Silly Boys

Peter and the Starcatcher is a fast paced, witty theatrical romp about Peter Pan's journey to becoming the high-flying champion of adolescence that we now know him to be.  Based on the recently written novel of nearly the same name by Dave Barry and Ridley Pearson, the story is as whimsical as the original tale, with an additional dose of topical camp. The play begins on the Neverland, a ship bound from England to the island Rundoon.  Lord Aster is on a mission for the Queen (God save her) to transport a trunk of starstuff, magical dust from the stars, to Rundoon to be destroyed.  But several villains have their eye on the trunk as well, including ‘The Stache’ (the man who will one day be Hook), the most dreaded pirate in all the seas.  Also onboard The Neverland are three mistreated orphan boys, and Molly, the precocious thirteen-year-old daughter of Lord Astor.  Molly befriends the boys and, when her father is kidnapped and the starstuff endangered, enlists them on a mission to help her destroy the starstuff before it gets into the wrong hands.  They all end up on a tropical island, inhabited by angry natives (the Mollusks) and a bloodthirsty crocodile.

Though the plot may sound silly, the pleasure of this tale comes from its telling.  It is told by a talented and totally in-sync ensemble of twelve, who jump from character to narrator to piece of furniture at the snap of a finger.  The play is presentational and text-heavy - normally ingredients for a trying 2 hours, but it's quite the opposite.  It works because of the pace of the piece: actors race through the text, sometimes leaving the audience gasping to catch up, but even if one fails to grasp the meaning of a phrase or sentence, we remain entertained by its rhythm, cadence, and delightful delivery. 

Rick Elise's script joyfully celebrates words, cramming alliteration, rhymes, and other bits of wordplay into nearly every line.  Black Stache (a hilariously show stealing performance by Christian Borle) gets some of the best lines.  One gem comes early on in the play, soon after we meet the brute: "But know this, Len – mine is a far, far heavier burden.  For I am the end of my line.  No heir apparent with no hair apparent; no bonafide heroes to hunt.  And without them, what am i?  Half a villain; a pirate in part; ruthless, but toothless – The Final Stache.”

The set is malleable yet detailed – an open space with walls that represent the innards of a ship in act one and a tropical island in act two.  Lighting shifts help to transport us from scene to scene, and location to location, but the ensemble does just as much, if not more, on this count.  As they rearrange themselves in different configurations, so the space is rearranged to become a school room, a tiny cabin, or a quiet hallway.  With the help of props like rope or human-sized palm leaves, the ensemble transforms from pirates to doors to a dense forest to schoolchildren and back to pirates in mere moments, dashing from position to position to help tell the story.  It is a triumph in ensemble work and some excellent, inventive direction by Roger Rees and Alex Timbers. 

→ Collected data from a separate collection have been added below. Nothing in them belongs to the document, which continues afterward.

PR #131, opened 2023-05-17
Cache node listings instead of random lookups

okokes-akamai:
### Rationale:

Since we call the individual "get instance" API call very frequently, we could instead call a single "list instances" once and reuse that for all the Linode lookups. This is essentially a client-side cache.

We won't reduce traffic between us and the Linode API (we'll probably increase it a bit), but we'll cut down the number of calls quite dramatically.

### General:

### Pull Request Guidelines:

1. [ ] Have you added tests? 

### DIFF
--- a/cloud/linode/instances.go
+++ b/cloud/linode/instances.go
@@ -21,7 +21,9 @@ type nodeCache struct {
 	ttl        time.Duration
 }
 
-func (nc *nodeCache) refresh(ctx context.Context, client Client) error {
+// refreshInstances conditionally loads all instances from the Linode API and caches them.
+// It does not refresh if the last update happened less than `nodeCache.ttl` ago.
+func (nc *nodeCache) refreshInstances(ctx context.Context, client Client) error {
 	nc.Lock()
 	defer nc.Unlock()
 
@@ -52,7 +54,7 @@ type instances struct {
 func newInstances(client Client) cloudprovider.InstancesV2 {
 	return &instances{client, &nodeCache{
 		nodes: make(map[int]*linodego.Instance),
-		ttl:   90 * time.Second,
+		ttl:   15 * time.Second,
 	}}
 }
 
@@ -87,7 +89,7 @@ func (i *instances) linodeByID(id int) (*linodego.Instance, error) {
 }
 
 func (i *instances) lookupLinode(ctx context.Context, node *v1.Node) (*linodego.Instance, error) {
-	if err := i.nodeCache.refresh(ctx, i.client); err != nil {
+	if err := i.nodeCache.refreshInstances(ctx, i.client); err != nil {
 		return nil, err
 	}
 
--- a/cloud/linode/instances.go
+++ b/cloud/linode/instances.go
@@ -29,11 +29,11 @@ func (nc *nodeCache) refresh(ctx context.Context, client Client) error {
 		return nil
 	}
 
-	nc.nodes = make(map[int]*linodego.Instance)
 	instances, err := client.ListInstances(ctx, nil)
 	if err != nil {
 		return err
 	}
+	nc.nodes = make(map[int]*linodego.Instance)
 	for _, instance := range instances {
 		instance := instance
 		nc.nodes[instance.ID] = &instance
--- a/cloud/linode/instances.go
+++ b/cloud/linode/instances.go
@@ -3,6 +3,7 @@ package linode
 import (
 	"context"
 	"fmt"
+	"os"
 	"strconv"
 	"sync"
 	"time"
@@ -52,9 +53,17 @@ type instances struct {
 }
 
 func newInstances(client Client) cloudprovider.InstancesV2 {
+	var timeout int
+	if raw, ok := os.LookupEnv("LINODE_INSTANCE_CACHE_TTL"); ok {
+		timeout, _ = strconv.Atoi(raw)
+	}
+	if timeout == 0 {
+		timeout = 15
+	}
+
 	return &instances{client, &nodeCache{
 		nodes: make(map[int]*linodego.Instance),
-		ttl:   15 * time.Second,
+		ttl:   time.Duration(timeout) * time.Second,
 	}}
 }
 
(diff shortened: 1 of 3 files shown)


cloud/linode/instances_test.go
```diff
@@ -33,50 +31,36 @@ func TestInstanceExists(t *testing.T) {
...
-		expectedErr := errors.New("some error")
-		client.EXPECT().GetInstance(gomock.Any(), 123).Times(1).Return(nil, expectedErr)
-
-		exists, err := instances.InstanceExists(ctx, node)
-		assert.ErrorIs(t, err, expectedErr)
-		assert.False(t, exists)
-	})
 
 	t.Run("should return false if linode does not exist (by providerID)", func(t *testing.T) {
+		instances := newInstances(client)
```
okokes-akamai, line 36: Had to hoist in the `newInstances` initialisation, otherwise we'd get test pollution due to a shared cache.

cloud/linode/instances_test.go
```diff
@@ -33,50 +31,36 @@ func TestInstanceExists(t *testing.T) {
...
 		exists, err := instances.InstanceExists(ctx, node)
 		assert.NoError(t, err)
 		assert.False(t, exists)
 	})
 
 	t.Run("should return false if linode does not exist (by name)", func(t *testing.T) {
+		instances := newInstances(client)
 		name := "some-name"
 		node := nodeWithName(name)
-		notFound := &linodego.Error{
```
okokes-akamai, line 62: The nice thing about this implementation is that we no longer use http-specific errors where in practice we don't care about HTTP issues, we just want to retrieve some data.

cloud/linode/instances.go
```diff
@@ -13,12 +14,46 @@ import (
 	cloudprovider "k8s.io/cloud-provider"
 )
 
+type nodeCache struct {
+	sync.RWMutex
+	nodes      map[int]*linodego.Instance
+	lastUpdate time.Time
+	ttl        time.Duration
```
scmeggitt, line 21: should this be a flag we can change if we need to?

cloud/linode/instances.go
```diff
@@ -13,12 +14,46 @@ import (
...
+}
+
+func (nc *nodeCache) refresh(ctx context.Context, client Client) error {
```
scmeggitt, line 24: would it make sense to name this `nodeCacheRefresh` or `instanceRefresh`?

scmeggitt:
Should we add a test that adds multiple nodes to test that it works as well?

cloud/linode/instances.go
```diff
@@ -29,7 +64,33 @@ func (e instanceNoIPAddressesError) Error() string {
...
+	defer i.nodeCache.RUnlock()
+	instance, ok := i.nodeCache.nodes[id]
+	if !ok {
+		return nil, cloudprovider.InstanceNotFound
+	}
+	return instance, nil
+}
+
 func (i *instances) lookupLinode(ctx context.Context, node *v1.Node) (*linodego.Instance, error) {
+	if err := i.nodeCache.refresh(ctx, i.client); err != nil {
```
scmeggitt, line 90: So if a new node gets added, it will take 90 seconds for the nodeCache to update with the new node? That seems a little long, is there a reason for that number?

cloud/linode/instances.go
okokes-akamai: Yeah, could be. It's just that the init for this (and all its parent inits) is not via main.go, it goes through `init()`, so it'd have to be an env variable.

cloud/linode/instances.go
okokes-akamai: Note that it's a method on `nodeCache`, so the (only) call site is literally `instances.nodeCache.refresh`, so including `nodeCache` or `instance` in the name would only duplicate prior mentions of these.

Though come to think of it, we do shorten `instances` to `i` when calling it, so we could make it `refreshInstances` and the call site would then be `i.nodeCache.refreshInstances(...)`.

cloud/linode/instances.go
okokes-akamai: The duration is fairly arbitrary. I wanted all the subsequent calls to hit the cache, but they do happen in succession, so we could shorten this quite a bit. I thought we were constrained by the 5-minute refresh intervals anyway, so 90 seconds seemed like a good middle ground. I'll shorten it to 15 seconds and I'll grep logs to see how much our calls to the API are bundled together.

cloud/linode/instances.go
scmeggitt: I think it might be worth doing just in the off chance we need to tune this, then it won't be a pain. We also might want to have different ttl for the child clusters vs the CPC.

cloud/linode/instances.go
scmeggitt: The 5 minute interval is only for updating the metadata, but when nodes are created or shutdown, that 5 minute interval does not come into play. The node monitor period which is involved in checking if a node is up is being increased from 5 seconds to 10 seconds which I think will interact with the cache more. So 15 seconds would work, or we could do 30.

cloud/linode/instances.go
```diff
@@ -29,7 +75,33 @@ func (e instanceNoIPAddressesError) Error() string {
...
+func (i *instances) linodeByName(nodeName types.NodeName) (*linodego.Instance, error) {
+	i.nodeCache.RLock()
+	defer i.nodeCache.RUnlock()
+	for _, node := range i.nodeCache.nodes {
+		if node.Label == string(nodeName) {
+			return node, nil
+		}
+	}
+
+	return nil, cloudprovider.InstanceNotFound
```
mrogers950, line 87: I wonder if now we should still handle this as `cloudprovider.InstanceNotFound` since technically it's not found from our own cache, and not the provider.. It may be all the same either way.

okokes-akamai: I see the cache as an implementation detail - the fact that we're not interrogating the API live is just our internal logic.

What would you suggest as an alternative? `errors.New("instance not found")`, which would suggest we didn't find it ourselves, not that it's not present upstream within the cloud provider?

scmeggitt (approved):
Looks good

mrogers950 (approved):
LGTM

Though they may show off their word prowess and ensemble-work chops, these fellows are not afraid to make fun of themselves. In Act 2, Peter and the soon-to-be lost boys try to charm their way out of being killed by the Mollusks by telling a story, which they act out together, until Molly unveils herself and stops them, saying, “You abused the concept of the theater collective; it was too much for me.”

The cast of Peter and the Starcatcher is almost entirely male, with the exception of the exceptional Celia Keenan-Bolgier, who plays Molly.  Both Bolgier and the character she plays hold their own among a sea of testosterone: Molly is a strong-willed, feisty girl, braver and smarter than the pitiful lost boys she bosses around.  She's funny, too, but often overshadowed by the bombastic gags that center around ideas of maleness: men in drag, men with flamboyant, homosexual tendencies, etc.  It seems to be a favorite topic, at least of Timbers, who inserted this kind of humor into Bloody Bloody Andrew Jackson every chance he got.  In a play that is so smart in so many ways, this humor has the feel of a boys' club blockbuster, which is disappointing.  

Still, I came away from Peter and the Starcatcher quite entertained, and even moved, near its end.  Elise, Timbers and Rees maintain the heart of the Peter Pan stories: the pains of growing up, the desire to remain young and innocent, to escape, to forget.  Therein lies the beauty of all Peter Pan tales, and Peter and the Starcatcher certainly holds its own in celebrating the spirit of childhood and dramatizing its end.  It's an excellent addition to the canon, and a  hell of a joy ride.